I am a single 29 year old female with no kids but I do have 2 cats. I suppose I am looking for feedback on the package as above plus any advice you guys can offer on the move. As expats in Dubai yourselves, what do you wish someone had told you before you arrived? Have you moved cats over there? If so, how easy is it to find accommodation with pets in tow? Seriously, any feedback or advice is much appreciated! Thanks in advance


----------



## Sparkysair (Jul 16, 2008)

Another question! Ladies, any advice what to wear for an interview in 40+ degree heat?!


----------



## alli (Mar 6, 2008)

That is a great package, 360k in AED per year, I would say go for it. 


Do NOT spend over 100k on Rent per year though otherwise you may find yourself spending it all on rent and not saving much. You can get really nice 1br apartments for anything from 80- 100k. Note that you have to pay the ENTIRE YEAR'S RENT UPFRONT. So make sure you have 100k ready to go. You can get a bank loan for this, or your Employer may give you an interest free loan for the rent amount and salary sacrifice it each month. Its worth asking.
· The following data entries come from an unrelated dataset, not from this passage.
PR #2332, opened 2023-05-10
Introduce `Expression::ZeroValue`.

jimblandy:
This is part of #2266. This change causes a lot of changes to the test output, so it's easier to review the rest of the constexpr work with this factored out.

This is all authored by @teoxoy; I just separated it out. I'll figure out how to fix up the commit author before we land this.

This needs to be rebased on #2331.


jimblandy:
@teoxoy, if you could look over the two commits here that are not part of #2331 and make sure I've done a reasonable job extracting `ZeroValue` from the rest, that'd be great.

teoxoy (approved):
Looks good!

jimblandy (commented):
Looks great.

PR #2333, opened 2023-05-10
Introduce `Expression::Literal`.

jimblandy:
This is part of #2266, which I'm trying to break down into smaller pieces that I can review. @teoxoy is the author; I'll figure out how to fix up the commit to say so tomorrow.

This introduces `Expression::Literal` to the IR, and supports it in the backends, but there's nothing in the front ends to introduce such expressions, so in its current state it has no effect on the snapshots.

This depends on #2331 and #2332.


jimblandy:
For the record, I've checked all the SPIR-V snapshots and they look fine.

I haven't actually reviewed the code changes yet.

src/back/spv/writer.rs
```diff
@@ -1812,13 +1782,17 @@ impl Writer {
             match constant.inner {
                 crate::ConstantInner::Composite { .. } => continue,
                 crate::ConstantInner::Scalar { width, ref value } => {
+                    let literal = crate::Literal::from_scalar(*value, width).ok_or_else(|| {
+                        eprintln!("JIMB: value = {value:?}, width = {width}");
```
teoxoy, line 1786: Looks like this made its way into the commit.

teoxoy (approved):
Looks good!

PR #1604, opened 2025-01-30
Add API_CONSOLE API type for permissions

bojand:
Also fixes some test and linting issues


backend/pkg/serde/protobuf_schema.go
```diff
@@ -102,9 +102,9 @@ func (d ProtobufSchemaSerde) DeserializePayload(ctx context.Context, record *kgo
 
 	// Marshal proto message into JSON
 	o := protojson.MarshalOptions{
-		UseProtoNames: true, // use snake_case
+		UseProtoNames: false, // use loweCamelCase
 		// Do not use EmitUnpopulated, so we don't emit nulls (they are ugly, and provide no benefit. they transport no information, even in "normal" json).
-		EmitUnpopulated: false,
+		EmitUnpopulated: true,
```
bojand, line 107: These changes keep the functionality and behaviour same as is in current master

backend/pkg/serde/service_integration_test.go
```diff
@@ -1258,8 +1258,8 @@ func (s *SerdeIntegrationTestSuite) TestDeserializeRecord() {
 		obj, ok := (dr.Value.DeserializedPayload).(map[string]any)
 		require.Truef(ok, "parsed payload is not of type map[string]any")
 		assert.Equal("345", obj["id"])
-		assert.Len(obj["dec_val"], 1)
-		assert.Len(obj["color"], 3)
+		assert.Len(obj["decVal"], 1)
+		assert.Len(obj["color"], 4)
```
bojand, line 1262: These are adjusted to reflect existing behaviour and functionality as is in master branch.

proto/redpanda/api/dataplane/v1alpha2/pipeline.proto
```diff
@@ -381,7 +381,7 @@ service PipelineService {
     };
     option (redpanda.api.auth.v1.authorization) = {
       required_permission: PERMISSION_VIEW
-      api: API_UNSPECIFIED
+      api: API_CONSOLE
```
weeco, line 384: I believe all of these pipeline protos would be "REDPANDA_CONNECT" and not Console because that's the upstream API we may want to have user impersonation for at some point. Since we do not even have authentication for RP Connect at the moment it doesn't matter though

backend/pkg/serde/protobuf_schema.go
weeco: Since we cut a new major release we would be allowed of doing so. Imo that would be a slight improvement over what we currently do, since it matches the proto field names more closely. WDYT?

weeco (approved):

backend/pkg/serde/protobuf_schema.go
bojand: > since it matches the proto field names more closely. WDYT?

Regarding JSON field names and casing, the [default JSON representation](https://protobuf.dev/programming-guides/json/) _is_ `lowerCamelCase`. 

Similarly regarding emitting unpopulated fields. Default behaviour is to _omit_ those fields.

I do not feel strongly on this but part of me thinks it's going against more standard convention and defaults. 
I can be convinced otherwise especially if it's a new major release, it relaxes some of the compatibility issue I brought up.

proto/redpanda/api/dataplane/v1alpha2/pipeline.proto
bojand: Yup was curious about this... Changed the Pipeline API type to `API_REDPANDA_CONNECT`.

backend/pkg/serde/protobuf_schema.go
weeco: Okay fine for me to change as you suggested 👍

There are cats a plenty in Dubai, I cant imagine you having too much trouble. Keep them inside though.

Wear loose trousers and a full sleeved blouse for your interview.

Good luck!


----------



## Sparkysair (Jul 16, 2008)

Hi alli, thanks very much for the reply. I think the company will pay my year's rent in advance but I will check that out with them as I definitely don't have that sort of cash to play with!


----------